◆ Extracted material:
▬▬▬
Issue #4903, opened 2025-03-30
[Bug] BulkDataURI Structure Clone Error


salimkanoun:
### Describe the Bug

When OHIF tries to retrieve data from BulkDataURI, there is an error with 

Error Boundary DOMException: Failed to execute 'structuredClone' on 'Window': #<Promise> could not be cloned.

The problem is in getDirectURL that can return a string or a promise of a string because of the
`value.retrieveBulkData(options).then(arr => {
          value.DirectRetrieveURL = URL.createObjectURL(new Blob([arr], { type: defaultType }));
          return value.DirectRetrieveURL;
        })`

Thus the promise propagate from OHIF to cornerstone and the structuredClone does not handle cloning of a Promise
▬▬▬
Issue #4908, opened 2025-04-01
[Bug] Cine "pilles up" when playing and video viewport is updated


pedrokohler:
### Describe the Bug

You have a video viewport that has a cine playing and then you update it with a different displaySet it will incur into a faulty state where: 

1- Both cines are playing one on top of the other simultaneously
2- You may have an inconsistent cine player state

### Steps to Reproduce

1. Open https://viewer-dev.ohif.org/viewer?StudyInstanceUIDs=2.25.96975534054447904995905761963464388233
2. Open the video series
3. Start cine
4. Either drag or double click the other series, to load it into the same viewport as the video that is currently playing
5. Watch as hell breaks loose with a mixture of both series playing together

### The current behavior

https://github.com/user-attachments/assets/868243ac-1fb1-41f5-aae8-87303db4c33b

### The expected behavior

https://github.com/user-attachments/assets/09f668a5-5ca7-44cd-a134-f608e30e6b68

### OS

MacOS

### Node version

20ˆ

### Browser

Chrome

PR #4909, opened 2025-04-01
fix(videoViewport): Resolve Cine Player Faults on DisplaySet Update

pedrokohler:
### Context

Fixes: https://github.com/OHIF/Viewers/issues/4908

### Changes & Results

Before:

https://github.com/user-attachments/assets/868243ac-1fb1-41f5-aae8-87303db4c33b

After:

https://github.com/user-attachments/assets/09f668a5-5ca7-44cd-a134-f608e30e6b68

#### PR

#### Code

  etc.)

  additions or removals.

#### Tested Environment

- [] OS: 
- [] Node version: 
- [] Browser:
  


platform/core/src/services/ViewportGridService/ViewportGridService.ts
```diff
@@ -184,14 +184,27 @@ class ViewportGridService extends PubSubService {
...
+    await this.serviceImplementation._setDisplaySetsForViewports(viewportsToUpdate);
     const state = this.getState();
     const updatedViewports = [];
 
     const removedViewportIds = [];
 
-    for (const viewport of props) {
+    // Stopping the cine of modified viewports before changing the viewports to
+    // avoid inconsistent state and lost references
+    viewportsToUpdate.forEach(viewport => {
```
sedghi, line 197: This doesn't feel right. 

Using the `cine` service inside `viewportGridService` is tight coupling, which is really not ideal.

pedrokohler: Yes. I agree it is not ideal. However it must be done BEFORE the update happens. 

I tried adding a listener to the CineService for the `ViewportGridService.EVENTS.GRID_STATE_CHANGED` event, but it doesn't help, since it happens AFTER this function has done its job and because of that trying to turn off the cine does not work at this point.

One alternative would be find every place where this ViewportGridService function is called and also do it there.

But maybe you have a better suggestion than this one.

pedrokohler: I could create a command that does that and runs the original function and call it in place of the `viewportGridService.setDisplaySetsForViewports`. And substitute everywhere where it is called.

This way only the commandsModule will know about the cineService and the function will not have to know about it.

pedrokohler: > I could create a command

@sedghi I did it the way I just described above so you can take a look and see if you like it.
▬▬▬
From the entries above, return exactly the line containing "Issue #4903, opened 2025-03-30", the line containing "Error Boundary DOMException: Failed", and all lines between, and nothing else.

◆ Your solution:
Issue #4903, opened 2025-03-30
[Bug] BulkDataURI Structure Clone Error


salimkanoun:
### Describe the Bug

When OHIF tries to retrieve data from BulkDataURI, there is an error with 

Error Boundary DOMException: Failed to execute 'structuredClone' on 'Window': #<Promise> could not be cloned.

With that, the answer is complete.